> WORK ITEM:
Find the string "touched" in the records. Copy every line it appears in.

> Stored dataset items:

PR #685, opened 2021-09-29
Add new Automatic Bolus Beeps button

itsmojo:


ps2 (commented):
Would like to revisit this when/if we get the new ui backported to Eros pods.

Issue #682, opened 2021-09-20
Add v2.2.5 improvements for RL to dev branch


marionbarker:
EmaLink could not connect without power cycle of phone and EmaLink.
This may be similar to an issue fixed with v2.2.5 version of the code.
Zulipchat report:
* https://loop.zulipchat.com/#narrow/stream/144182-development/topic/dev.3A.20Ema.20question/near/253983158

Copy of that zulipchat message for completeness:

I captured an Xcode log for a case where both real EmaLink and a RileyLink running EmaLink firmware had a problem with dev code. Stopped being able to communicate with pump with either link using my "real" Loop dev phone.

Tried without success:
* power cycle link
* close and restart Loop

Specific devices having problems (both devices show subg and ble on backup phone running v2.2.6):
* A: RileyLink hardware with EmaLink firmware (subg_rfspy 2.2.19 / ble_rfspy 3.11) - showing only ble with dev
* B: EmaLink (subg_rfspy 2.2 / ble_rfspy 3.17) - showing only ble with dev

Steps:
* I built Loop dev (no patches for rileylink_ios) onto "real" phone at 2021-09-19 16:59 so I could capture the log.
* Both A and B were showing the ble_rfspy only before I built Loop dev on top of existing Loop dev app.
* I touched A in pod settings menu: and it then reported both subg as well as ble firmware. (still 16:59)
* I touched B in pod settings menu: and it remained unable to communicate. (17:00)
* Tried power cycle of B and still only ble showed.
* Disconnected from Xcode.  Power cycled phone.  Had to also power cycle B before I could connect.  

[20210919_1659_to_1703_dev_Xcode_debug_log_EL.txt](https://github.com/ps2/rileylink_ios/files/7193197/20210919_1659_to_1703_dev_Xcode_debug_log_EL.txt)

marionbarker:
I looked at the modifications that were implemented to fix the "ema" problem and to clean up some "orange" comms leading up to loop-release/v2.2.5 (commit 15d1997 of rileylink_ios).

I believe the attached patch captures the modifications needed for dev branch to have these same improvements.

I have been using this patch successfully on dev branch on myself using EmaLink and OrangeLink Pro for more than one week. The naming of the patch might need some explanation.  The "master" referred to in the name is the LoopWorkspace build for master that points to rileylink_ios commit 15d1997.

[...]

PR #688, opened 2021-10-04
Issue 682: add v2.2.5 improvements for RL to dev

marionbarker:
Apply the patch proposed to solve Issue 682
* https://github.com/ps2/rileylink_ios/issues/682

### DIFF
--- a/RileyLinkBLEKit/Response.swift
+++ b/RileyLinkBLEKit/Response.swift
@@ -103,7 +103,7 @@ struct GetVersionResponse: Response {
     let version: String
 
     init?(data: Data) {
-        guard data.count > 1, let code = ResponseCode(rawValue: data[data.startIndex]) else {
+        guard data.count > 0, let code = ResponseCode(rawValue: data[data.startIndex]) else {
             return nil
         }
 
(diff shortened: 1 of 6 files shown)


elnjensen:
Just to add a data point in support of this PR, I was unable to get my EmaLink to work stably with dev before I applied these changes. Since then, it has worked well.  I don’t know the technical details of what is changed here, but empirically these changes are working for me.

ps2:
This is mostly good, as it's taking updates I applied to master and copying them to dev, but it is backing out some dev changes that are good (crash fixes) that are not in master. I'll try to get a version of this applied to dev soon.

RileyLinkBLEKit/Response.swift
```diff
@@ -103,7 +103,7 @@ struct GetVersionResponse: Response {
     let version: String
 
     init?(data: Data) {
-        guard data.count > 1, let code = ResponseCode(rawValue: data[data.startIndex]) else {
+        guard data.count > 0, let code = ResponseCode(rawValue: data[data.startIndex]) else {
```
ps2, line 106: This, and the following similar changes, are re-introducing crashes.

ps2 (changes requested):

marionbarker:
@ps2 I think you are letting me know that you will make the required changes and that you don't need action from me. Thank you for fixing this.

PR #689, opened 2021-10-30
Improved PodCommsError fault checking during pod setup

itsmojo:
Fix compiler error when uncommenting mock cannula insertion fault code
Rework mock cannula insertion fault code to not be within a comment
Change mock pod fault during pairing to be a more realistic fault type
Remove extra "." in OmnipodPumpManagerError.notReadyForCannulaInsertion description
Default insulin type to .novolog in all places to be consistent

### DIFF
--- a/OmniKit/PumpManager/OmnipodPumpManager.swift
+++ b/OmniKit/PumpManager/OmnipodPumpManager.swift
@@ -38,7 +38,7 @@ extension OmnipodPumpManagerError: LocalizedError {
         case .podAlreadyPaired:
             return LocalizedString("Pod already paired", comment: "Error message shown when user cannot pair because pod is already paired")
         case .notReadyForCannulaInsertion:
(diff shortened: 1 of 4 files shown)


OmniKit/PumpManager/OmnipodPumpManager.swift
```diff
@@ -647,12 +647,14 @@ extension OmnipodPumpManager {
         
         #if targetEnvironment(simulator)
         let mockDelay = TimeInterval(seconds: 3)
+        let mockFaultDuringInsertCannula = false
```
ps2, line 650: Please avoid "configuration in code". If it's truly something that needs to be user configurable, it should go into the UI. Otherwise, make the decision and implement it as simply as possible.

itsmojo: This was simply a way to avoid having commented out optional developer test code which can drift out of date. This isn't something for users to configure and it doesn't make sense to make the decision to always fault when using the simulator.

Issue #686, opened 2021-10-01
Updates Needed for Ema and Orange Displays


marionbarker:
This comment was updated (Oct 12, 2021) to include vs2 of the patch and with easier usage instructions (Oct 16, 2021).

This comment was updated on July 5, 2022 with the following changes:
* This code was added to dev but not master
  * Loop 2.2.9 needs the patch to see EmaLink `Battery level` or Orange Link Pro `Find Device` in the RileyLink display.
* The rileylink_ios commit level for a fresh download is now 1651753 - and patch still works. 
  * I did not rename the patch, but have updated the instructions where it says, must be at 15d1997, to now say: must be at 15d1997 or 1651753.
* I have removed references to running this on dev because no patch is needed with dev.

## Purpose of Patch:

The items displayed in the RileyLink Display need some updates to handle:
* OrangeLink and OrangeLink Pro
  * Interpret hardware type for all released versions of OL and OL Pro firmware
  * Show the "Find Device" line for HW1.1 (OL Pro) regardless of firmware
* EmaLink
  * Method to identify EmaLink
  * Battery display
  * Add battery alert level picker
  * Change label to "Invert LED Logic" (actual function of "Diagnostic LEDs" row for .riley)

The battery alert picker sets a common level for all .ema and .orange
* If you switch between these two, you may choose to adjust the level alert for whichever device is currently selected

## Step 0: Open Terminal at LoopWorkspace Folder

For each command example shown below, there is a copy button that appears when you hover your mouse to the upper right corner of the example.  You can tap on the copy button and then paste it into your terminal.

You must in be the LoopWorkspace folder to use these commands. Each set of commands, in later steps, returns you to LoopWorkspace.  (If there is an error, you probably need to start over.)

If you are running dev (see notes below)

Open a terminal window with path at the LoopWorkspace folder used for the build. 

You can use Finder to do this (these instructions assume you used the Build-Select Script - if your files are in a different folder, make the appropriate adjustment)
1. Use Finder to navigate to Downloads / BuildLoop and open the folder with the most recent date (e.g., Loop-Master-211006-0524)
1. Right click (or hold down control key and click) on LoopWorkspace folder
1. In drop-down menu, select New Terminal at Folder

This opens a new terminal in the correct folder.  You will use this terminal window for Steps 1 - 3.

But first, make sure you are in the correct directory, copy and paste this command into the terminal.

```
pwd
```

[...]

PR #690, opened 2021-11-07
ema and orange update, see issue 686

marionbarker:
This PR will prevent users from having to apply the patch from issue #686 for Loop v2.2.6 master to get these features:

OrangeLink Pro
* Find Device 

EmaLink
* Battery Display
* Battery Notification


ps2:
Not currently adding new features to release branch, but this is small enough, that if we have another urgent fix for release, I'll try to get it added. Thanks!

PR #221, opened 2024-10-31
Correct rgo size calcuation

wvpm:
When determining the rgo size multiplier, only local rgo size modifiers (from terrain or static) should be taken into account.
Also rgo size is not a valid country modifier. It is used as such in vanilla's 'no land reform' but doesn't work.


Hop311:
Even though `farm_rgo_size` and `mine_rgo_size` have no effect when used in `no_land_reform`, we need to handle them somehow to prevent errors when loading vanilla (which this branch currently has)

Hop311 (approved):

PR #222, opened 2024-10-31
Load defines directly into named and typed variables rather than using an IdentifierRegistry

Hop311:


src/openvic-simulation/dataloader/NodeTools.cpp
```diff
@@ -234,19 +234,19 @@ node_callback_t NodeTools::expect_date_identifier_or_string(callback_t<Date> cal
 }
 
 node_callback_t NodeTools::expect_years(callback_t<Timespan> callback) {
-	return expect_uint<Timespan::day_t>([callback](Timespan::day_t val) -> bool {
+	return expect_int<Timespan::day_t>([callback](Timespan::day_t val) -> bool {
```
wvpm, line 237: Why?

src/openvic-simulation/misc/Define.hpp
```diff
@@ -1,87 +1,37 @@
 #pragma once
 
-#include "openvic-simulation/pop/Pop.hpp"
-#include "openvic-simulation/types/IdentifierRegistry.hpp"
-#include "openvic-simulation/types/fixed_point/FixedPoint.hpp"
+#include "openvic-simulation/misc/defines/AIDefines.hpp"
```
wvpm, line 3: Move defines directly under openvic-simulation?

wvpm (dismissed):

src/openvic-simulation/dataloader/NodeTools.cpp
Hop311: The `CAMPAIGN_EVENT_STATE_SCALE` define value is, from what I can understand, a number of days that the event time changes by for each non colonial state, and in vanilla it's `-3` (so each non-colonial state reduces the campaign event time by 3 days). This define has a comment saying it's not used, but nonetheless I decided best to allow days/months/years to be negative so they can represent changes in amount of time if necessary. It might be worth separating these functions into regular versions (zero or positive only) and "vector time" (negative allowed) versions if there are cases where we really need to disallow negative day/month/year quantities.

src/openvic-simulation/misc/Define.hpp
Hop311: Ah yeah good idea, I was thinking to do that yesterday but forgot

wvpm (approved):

--

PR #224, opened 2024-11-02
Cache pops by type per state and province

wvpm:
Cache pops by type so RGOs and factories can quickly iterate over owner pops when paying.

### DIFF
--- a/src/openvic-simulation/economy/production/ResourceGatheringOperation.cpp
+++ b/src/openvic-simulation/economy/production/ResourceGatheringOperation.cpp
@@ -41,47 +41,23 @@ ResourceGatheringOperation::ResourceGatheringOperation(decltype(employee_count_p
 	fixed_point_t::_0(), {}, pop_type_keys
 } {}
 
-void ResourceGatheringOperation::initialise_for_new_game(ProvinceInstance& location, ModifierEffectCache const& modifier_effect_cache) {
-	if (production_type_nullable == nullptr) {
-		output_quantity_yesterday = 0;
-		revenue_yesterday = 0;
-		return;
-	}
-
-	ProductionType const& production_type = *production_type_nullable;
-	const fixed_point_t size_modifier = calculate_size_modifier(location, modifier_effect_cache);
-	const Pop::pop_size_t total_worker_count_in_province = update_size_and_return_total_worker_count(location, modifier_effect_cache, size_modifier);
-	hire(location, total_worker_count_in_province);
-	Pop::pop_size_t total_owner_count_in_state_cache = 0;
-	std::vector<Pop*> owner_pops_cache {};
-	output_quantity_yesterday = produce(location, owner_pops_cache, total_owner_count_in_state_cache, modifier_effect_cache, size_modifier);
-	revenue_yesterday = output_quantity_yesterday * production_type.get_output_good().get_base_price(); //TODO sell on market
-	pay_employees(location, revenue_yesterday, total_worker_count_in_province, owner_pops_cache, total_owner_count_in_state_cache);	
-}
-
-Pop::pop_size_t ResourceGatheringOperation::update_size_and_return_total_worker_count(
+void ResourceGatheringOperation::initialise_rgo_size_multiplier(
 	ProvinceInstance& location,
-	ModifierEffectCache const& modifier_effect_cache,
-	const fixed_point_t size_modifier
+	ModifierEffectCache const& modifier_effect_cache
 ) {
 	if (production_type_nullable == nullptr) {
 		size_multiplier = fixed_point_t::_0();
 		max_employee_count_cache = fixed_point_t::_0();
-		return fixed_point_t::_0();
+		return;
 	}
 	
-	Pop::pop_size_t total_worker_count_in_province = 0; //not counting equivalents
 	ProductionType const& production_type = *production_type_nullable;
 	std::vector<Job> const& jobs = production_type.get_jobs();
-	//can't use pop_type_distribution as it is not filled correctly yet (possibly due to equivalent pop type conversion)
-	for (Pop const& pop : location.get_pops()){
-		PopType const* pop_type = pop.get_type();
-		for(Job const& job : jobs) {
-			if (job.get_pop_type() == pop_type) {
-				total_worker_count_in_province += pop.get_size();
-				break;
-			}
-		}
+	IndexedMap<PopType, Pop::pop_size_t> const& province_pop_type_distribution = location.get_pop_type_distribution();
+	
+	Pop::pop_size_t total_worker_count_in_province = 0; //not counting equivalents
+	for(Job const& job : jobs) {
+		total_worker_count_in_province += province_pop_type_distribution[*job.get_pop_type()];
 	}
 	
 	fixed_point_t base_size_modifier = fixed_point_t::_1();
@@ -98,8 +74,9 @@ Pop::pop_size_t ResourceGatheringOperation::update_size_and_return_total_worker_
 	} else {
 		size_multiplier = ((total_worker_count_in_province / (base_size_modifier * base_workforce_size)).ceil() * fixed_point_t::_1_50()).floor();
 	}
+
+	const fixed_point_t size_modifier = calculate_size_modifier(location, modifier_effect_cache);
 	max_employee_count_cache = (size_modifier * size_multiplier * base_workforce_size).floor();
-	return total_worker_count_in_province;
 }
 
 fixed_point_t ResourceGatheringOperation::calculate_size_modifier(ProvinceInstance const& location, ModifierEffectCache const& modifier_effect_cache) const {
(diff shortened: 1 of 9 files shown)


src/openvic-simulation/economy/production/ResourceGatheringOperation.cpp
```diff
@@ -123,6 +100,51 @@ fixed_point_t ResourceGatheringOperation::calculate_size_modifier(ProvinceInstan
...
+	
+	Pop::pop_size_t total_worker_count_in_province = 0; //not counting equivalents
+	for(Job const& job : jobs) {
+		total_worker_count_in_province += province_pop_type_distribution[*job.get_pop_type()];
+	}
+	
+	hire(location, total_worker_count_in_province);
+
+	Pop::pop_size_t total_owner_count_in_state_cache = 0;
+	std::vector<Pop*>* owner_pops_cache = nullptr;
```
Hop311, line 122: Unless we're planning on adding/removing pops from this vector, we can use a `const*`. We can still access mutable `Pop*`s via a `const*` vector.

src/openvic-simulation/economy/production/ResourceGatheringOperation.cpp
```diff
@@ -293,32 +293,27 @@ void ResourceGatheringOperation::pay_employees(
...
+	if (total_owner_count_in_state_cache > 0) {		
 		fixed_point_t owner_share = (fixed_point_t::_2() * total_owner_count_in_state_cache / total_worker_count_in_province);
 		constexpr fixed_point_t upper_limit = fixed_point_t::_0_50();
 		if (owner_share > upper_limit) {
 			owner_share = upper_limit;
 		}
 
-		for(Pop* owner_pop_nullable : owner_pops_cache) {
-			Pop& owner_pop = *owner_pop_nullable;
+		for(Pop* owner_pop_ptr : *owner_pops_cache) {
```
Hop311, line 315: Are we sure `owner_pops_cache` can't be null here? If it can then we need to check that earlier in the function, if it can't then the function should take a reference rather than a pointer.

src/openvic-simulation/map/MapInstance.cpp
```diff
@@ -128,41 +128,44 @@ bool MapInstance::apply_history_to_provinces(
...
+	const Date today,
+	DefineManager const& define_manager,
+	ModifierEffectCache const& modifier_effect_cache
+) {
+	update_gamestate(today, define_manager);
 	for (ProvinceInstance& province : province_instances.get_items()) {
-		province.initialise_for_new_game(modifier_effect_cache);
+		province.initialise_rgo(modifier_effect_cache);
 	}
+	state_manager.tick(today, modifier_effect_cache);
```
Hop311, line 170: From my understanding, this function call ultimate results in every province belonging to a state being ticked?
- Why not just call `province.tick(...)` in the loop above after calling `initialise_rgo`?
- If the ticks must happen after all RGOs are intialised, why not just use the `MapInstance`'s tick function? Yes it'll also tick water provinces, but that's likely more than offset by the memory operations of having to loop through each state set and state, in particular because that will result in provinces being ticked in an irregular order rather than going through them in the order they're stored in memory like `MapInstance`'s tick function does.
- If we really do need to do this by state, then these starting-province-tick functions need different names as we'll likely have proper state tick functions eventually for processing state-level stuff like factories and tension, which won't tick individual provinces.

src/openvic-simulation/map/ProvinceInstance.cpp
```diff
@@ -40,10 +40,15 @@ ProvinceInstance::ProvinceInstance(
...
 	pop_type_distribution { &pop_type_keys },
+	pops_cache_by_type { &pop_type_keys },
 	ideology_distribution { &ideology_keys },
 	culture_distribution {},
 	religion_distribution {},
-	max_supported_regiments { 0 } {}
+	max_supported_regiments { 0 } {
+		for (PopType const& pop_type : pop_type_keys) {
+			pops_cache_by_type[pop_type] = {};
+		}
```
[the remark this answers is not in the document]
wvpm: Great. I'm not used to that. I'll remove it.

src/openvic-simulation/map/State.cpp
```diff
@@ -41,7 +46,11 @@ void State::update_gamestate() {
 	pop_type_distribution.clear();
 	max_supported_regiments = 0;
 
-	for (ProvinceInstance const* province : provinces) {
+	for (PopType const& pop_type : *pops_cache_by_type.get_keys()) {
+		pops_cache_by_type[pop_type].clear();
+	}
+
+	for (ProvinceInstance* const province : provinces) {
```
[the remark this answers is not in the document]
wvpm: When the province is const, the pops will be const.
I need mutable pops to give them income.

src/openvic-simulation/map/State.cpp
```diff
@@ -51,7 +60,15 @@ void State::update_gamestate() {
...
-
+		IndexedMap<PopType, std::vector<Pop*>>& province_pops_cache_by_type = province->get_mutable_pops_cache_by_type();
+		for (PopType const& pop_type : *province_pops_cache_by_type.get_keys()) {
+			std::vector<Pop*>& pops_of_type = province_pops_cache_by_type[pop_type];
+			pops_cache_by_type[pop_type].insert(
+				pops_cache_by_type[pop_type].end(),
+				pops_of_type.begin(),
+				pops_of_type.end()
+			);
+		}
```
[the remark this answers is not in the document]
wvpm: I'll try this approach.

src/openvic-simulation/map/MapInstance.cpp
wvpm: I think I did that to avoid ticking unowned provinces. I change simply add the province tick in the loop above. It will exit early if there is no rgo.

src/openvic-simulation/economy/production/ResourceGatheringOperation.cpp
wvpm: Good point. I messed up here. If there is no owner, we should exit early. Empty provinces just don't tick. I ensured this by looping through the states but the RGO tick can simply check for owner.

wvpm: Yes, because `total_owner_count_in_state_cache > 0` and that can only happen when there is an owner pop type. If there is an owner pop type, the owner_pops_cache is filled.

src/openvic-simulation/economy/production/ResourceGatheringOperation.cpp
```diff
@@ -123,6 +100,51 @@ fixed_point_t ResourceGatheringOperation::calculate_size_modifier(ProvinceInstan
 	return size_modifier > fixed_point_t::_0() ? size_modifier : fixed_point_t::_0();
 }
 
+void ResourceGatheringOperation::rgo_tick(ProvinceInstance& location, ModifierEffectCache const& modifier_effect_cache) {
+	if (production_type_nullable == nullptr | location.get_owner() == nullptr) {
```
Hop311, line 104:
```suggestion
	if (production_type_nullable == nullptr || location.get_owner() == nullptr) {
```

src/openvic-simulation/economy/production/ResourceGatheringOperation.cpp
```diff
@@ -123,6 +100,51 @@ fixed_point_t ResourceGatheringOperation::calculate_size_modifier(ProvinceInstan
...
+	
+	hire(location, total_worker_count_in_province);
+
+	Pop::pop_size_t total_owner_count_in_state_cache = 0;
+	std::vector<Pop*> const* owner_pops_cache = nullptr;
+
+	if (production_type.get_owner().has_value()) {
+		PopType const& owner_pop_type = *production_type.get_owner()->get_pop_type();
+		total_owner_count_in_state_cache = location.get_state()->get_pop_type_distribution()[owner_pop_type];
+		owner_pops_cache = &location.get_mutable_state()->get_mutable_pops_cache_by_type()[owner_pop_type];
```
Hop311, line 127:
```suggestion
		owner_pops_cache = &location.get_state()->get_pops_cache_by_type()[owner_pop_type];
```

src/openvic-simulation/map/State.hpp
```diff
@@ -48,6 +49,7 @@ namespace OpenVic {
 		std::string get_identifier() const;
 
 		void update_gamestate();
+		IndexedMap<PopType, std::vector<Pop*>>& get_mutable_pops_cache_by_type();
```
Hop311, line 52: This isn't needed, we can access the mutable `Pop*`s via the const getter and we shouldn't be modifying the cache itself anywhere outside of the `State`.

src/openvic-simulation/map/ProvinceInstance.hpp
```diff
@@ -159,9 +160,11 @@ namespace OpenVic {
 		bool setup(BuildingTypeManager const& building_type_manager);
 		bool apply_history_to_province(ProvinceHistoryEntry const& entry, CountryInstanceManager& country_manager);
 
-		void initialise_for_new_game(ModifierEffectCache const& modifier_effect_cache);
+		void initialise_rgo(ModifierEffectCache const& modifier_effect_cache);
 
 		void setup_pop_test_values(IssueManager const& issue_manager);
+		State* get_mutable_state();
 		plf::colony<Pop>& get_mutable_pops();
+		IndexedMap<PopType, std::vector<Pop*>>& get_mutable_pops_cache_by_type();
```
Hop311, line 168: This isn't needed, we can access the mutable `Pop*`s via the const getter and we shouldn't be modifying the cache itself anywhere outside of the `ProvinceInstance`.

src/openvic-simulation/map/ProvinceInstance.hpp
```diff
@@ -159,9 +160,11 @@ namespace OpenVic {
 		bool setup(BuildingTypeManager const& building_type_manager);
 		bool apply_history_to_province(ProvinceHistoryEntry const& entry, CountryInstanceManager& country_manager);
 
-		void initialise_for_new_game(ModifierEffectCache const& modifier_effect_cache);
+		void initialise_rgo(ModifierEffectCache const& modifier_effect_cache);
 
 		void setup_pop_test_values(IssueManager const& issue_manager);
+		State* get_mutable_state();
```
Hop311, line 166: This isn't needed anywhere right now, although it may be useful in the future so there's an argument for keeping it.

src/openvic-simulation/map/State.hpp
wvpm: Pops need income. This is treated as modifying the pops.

> RESULT OF THIS TASK:
* I touched A in pod settings menu: and it then reported both subg as well as ble firmware. (still 16:59)
* I touched B in pod settings menu: and it remained unable to communicate. (17:00)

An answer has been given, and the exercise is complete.